A jazz band sits on stage to help punch out the musical accompaniment. It's a good band, thoroughly out of place in the Forest of Arden. So is the setting, which makes this sylvan paradise look more like an overdecorated bordello. And since the good Duke, played by Byron Jennings (who plays the bad duke as well) is stylishly dressed in riding boots and jodhpurs, we get little sense that he and his court are in exile, eking out a precarious existence with limited resources.

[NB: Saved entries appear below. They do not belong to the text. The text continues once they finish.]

Issue #1534, opened 2022-07-04
defaultLinkTarget is not used in CKEDITOR.plugins.ae_autolink


bettysteger:
**Do you want to request a _feature_ or report a _bug_?**
_bug_

**What is the current behavior?**
If I set defaultLinkTarget to `_blank` and I paste an URL inside the alloyeditor, it does not add the configured default target, in this case `_blank`. 

**If the current behavior is a bug, please provide the steps to reproduce and if possible a minimal demo of the problem.**

1. Set the following config (defaultLinkTarget)
2. Paste an URL inside the alloyeditor, it does not add the configured default target, in this case `_blank`. 

```
        buttonCfg: {
          linkEdit: {
            defaultLinkTarget: '_blank'
          }
        }
```

Problem is that the `CKEDITOR.plugins.ae_autolink` only adds the following:

```
if (instance._isValidURL(url)) {
  if (instance._isValidEmail(url)) {
    return '<a href="mailto:' + url + '">' + url + '</a>';
  } else {
    return '<a href="' + url + '">' + url + '</a>';
  }
}
```

**What is the expected behavior?**
The link should open in a new tab, if defaultLinkTarget is set to `_blank`. 

**Which versions of alloy-editor, and which browser / OS are affected by this issue? Did this work in previous versions?**
Alloy-editor 2.14.7

PR #1535, opened 2022-07-05
use defaultLinkTarget when creating a link, fixes autolink

bettysteger:
fixes https://github.com/liferay/alloy-editor/issues/1534

### DIFF
--- a/src/core/link.js
+++ b/src/core/link.js
@@ -90,6 +90,14 @@ Link.prototype = {
 			attrs
 		);
 
+		if (!linkAttrs.target) {
+			const linkCfg = this._editor.config.linkCfg || {};
+			const defaultTarget = linkCfg && linkCfg.defaultTarget;
+			if (defaultTarget) {
+				linkAttrs.target = defaultTarget;
+			}
+		}
+
 		const style = new CKEDITOR.style({
 			attributes: linkAttrs,
 			element: 'a',
--- a/test/core/test/link.js
+++ b/test/core/test/link.js
@@ -606,5 +606,29 @@ describe('Link', function() {
 				'<p>update the url of a <a href="test.com" rel="noopener noreferrer" target="_blank">link</a>.</p>'
 			);
 		});
+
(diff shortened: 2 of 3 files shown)


src/core/link.js
```diff
@@ -90,6 +90,14 @@ Link.prototype = {
 			attrs
 		);
 
+		if(!linkAttrs.target) {
+			const buttonCfg = this._editor.config.buttonCfg || {};
+			const defaultLinkTarget = buttonCfg['linkEdit'] && buttonCfg['linkEdit']['defaultLinkTarget'];
+			if(defaultLinkTarget) {
+				linkAttrs.target = defaultLinkTarget;
+			}
+		}
```
markocikos, line 99: `CKEDITOR.Link` is a low-level utility, for creating and handling links. `buttonCfg` is not an API intended to affect links in general, or link utilities. If is an API to configure specific button components. `linkEdit` is the key identifying [ButtonLinkEdit component](https://github.com/liferay/alloy-editor/blob/master/src/components/buttons/button-link-edit.jsx#L60). We should not couple `linkEdit` with links in general, like in this solution.

I could see this maybe as a new configuration option, on the level of `buttonCfg`. Something like
```js
linkCfg: {
    defaultTarget: '_blank'
}
```
Then, we could read it and merge with other attributes, in `link.js`.

bettysteger: @markocikos thanks for the proposal, i changed it to linkCfg.defaultTarget - makes total sense!

markocikos (changes requested):
@bettysteger Looks good!

Before merging, please do two minor things:
1. Run `yarn format` on repo root, to format the code.
2. We started following [Conventional Commits](https://www.conventionalcommits.org/en/v1.0.0/) on this repo. Please squash and split code into two commits:
   - The first one, with core code modifications, should have a message starting with `feat: `.  It is not a fix, as we are adding new API.
   - The second one, with tests, should have a message starting with `test: `.

markocikos:
see https://github.com/liferay/alloy-editor/pull/1536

Edelstein is badly served by his designers, and he has made some odd casting choices as well. Michael Cumpsty is an accomplished classical actor, but to play Jacques like a swashbuckling soldier is to ignore the central quality of the character, which is his jaundiced disposition. Likewise, the various female rustics perform as if they've just emerged from the dressing room of a Broadway musical or a downtown discotheque. Shaw once observed that the title of As You Like It was Shakespeare's way of admitting that he had sold out to the audience, and much of this production seems designed to confirm that insight. But Gwyneth Paltrow is the real crowd-pleaser—not because she tries to perform Shakespeare without tears, but because she has the ability to play her role with humor, imagination, and a refreshing devotion to authorial intention.